Conservation efforts are often more feasible on breeding grounds than across vast oceanic habitats, making these areas a focal point for intervention. However, protecting breeding sites alone is not sufficient, comprehensive strategies must also address the broader environmental changes affecting these species throughout their life cycles, including during migration and foraging at sea. Tackling climate change effectively will require international cooperation to implement global emission reductions, protect critical habitats, and coordinate conservation strategies across national boundaries.

Figure 3. Graphical abstract for Traversing the land-sea interface: A climate change risk assessment of terrestrially breeding marine predators. Figure credit: Milan Sojitra and co-authors.

Collaborative efforts for future research

Protecting at-risk species will require a collaborative approach between policymakers, industry and the blue economy, along with scientists and conservation managers. By identifying the species most at risk and understanding the specific threats they face, our research provides a roadmap for targeted conservation efforts. Engaging with stakeholders from various sectors is critical to developing and implementing effective conservation strategies that can address the complex challenges posed by climate change.

Our findings also highlight the need for further research, particularly on at-risk species as well as lesser-studied species and climate hazards. As the impacts of climate change continue to intensify, it is crucial to address knowledge gaps and revisit this assessment in future. Ultimately, safeguarding these species and their ecosystems in an era of unprecedented environmental change will depend on our collective ability to act swiftly, decisively, and collaboratively.

For a deeper dive into our findings, you can read the full paper (5): Sojitra et al. 2024. Traversing the land-sea interface: A climate change risk assessment of terrestrially breeding marine predators.

References

1. Mason, C., A.J. Hobday, R. Alderman, and M.A. Lea, Shy albatross Thalassarche cauta chick mortality and heat stress in a temperate climate. Marine Ecology Progress Series, 2024. 737: p. 137-145 DOI: 10.3354/meps14494.

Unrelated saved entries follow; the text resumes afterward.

PR #171, opened 2023-03-09
Formula attributes view

kiiamakir:
Formula attributes view without connection to backend. Formula selection also slightly modified and connected to course view.


client/src/components/select-formula-view/SelectFormulaForm.js
```diff
@@ -114,12 +167,12 @@ const SelectFormulaForm = ({ assignments, formulas, courseId }) => {
           flexWrap: 'wrap',
           justifyContent: 'space-between'
         }}>
-          <Typography width={350} m={3}>Specify attribute values for the sub study attainnments</Typography>
+          <Typography width={350} m={3}>Specify attribute values for the sub study attainments</Typography>
```
viivi-uhari, line 170: With my screen max width, if the with of the typography is 350, the buttons will displayed under it. I tested that with the width 320, the buttons will be displayed next to it and the format of the typography doesn't change, so maybe that could be changed.

client/src/components/select-formula-view/SelectFormulaForm.js
```diff
@@ -114,12 +167,12 @@ const SelectFormulaForm = ({ assignments, formulas, courseId }) => {
...
           <Box sx={{ m: 3, mt: 0, alignSelf: 'flex-end',display: 'flex', lexDirection: 'column', }}>
-            <Button size='small' variant='outlined' type='submit' name='skipAttributes' sx={{ mr: 2 }}>
+            <Button size='medium' variant='outlined' type='submit' name='skipAttributes' sx={{ mr: 2 }}>
```
viivi-uhari, line 172: Could a 'Cancel' option also be added (with `onClick => navigate(-1)`)? Because now I kind of expect that with the 'Skip for Now' button I could also cancel selecting a formula but I actually can't since I need to specify the formula and at least one sub attainment to be able to press that button.

client/src/components/formula-attributes-view/Assignment.js
```diff
@@ -0,0 +1,70 @@
...
+
+  return (
+    <Box sx={{
+      bgcolor: '#FFFFFF',
+      display: 'flex',
+      flexDirection: 'column',
+      boxShadow: 2, 
+      borderRadius: 2,
+      px: 3,
+      py: 1,
```
viivi-uhari, line 41: I would have liked a bit more padding on the bottom so I would change this to: `pt: 1, pb: 1.5`. But I guess this depends on what you like.

client/src/components/select-formula-view/StyledBox.js
```diff
@@ -0,0 +1,14 @@
...
+//
+// SPDX-License-Identifier: MIT
+
+import Box from '@mui/material/Box';
+import styled from 'styled-components';
+
+const StyledBox = styled(Box)`
+width: 53vw;
+min-width:  400px;
+max-width: 1000px;
```
viivi-uhari, line 11: Indentions of 2 spaces could be added here even though the linter doesn't spot them.

viivi-uhari (changes requested):
Look great! A couple of small changes could be made and a 'cancel' button added.

client/src/components/course-view/Assignments.js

2. Ropert-Coudert, Y., A. Kato, K. Shiomi, C. Barbraud, F. Angelier, K. Delord, T. Poupart, P. Koubbi, and T. Raclot, Two Recent Massive Breeding Failures in an Adelie Penguin Colony Call for the Creation of a Marine Protected Area in D’Urville Sea/Mertz. Frontiers in Marine Science, 2018. 5: p. 264 DOI: 10.3389/fmars.2018.00264.

3. Descamps, S., S. Hudson, J. Sulich, E. Wakefield, D. Gremillet, A. Carravieri, S. Orskaug, and H. Steen, Extreme snowstorms lead to large-scale seabird breeding failures in Antarctica. Current Biology, 2023. 33(5): p. R176-R177 DOI: 10.1016/j.cub.2022.12.055.

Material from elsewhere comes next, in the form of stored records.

PR #172, opened 2023-03-10
Fix coverage reporting in server Dockerfile

Gskartwii:
This re-enables coverage reporting, which has been plagued by permission problems for a while

### DIFF
--- a/server/Dockerfile
+++ b/server/Dockerfile
@@ -14,7 +14,7 @@ RUN if [ -z "$SERVER_SKIP_CI" ] || [ $SERVER_SKIP_CI != 1 ]; then npm ci; fi
 
 RUN npm run build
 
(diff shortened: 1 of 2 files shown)


server/Dockerfile
```diff
@@ -14,6 +14,8 @@ RUN if [ -z "$SERVER_SKIP_CI" ] || [ $SERVER_SKIP_CI != 1 ]; then npm ci; fi
 
 RUN npm run build
 
+RUN mkdir /app/coverage && chown -R node:node /app/coverage
```
no-comma, line 17: Can we run `mkdir` before `COPY` so `chown` doesn't need to be repeated?

no-comma (approved):

jj-stigell (approved):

4. Eizenberg, Y.H., A. Fromant, A. Lec’hvien, and J.P.Y. Arnould, Contrasting impacts of environmental variability on the breeding biology of two sympatric small procellariiform seabirds in south-eastern Australia. PLoS One, 2021. 16(9): p. e0250916 DOI: 10.1371/journal.pone.0250916.

5. Sojitra, M., S. Corney, M. Hemer, S. Hamilton, J. McInnes, S. Thalmann, and M.A. Lea, Traversing the land-sea interface: A climate change risk assessment of terrestrially breeding marine predators. Global Change Biology, 2024. 30(8): p. e17452 DOI: 10.1111/gcb.17452.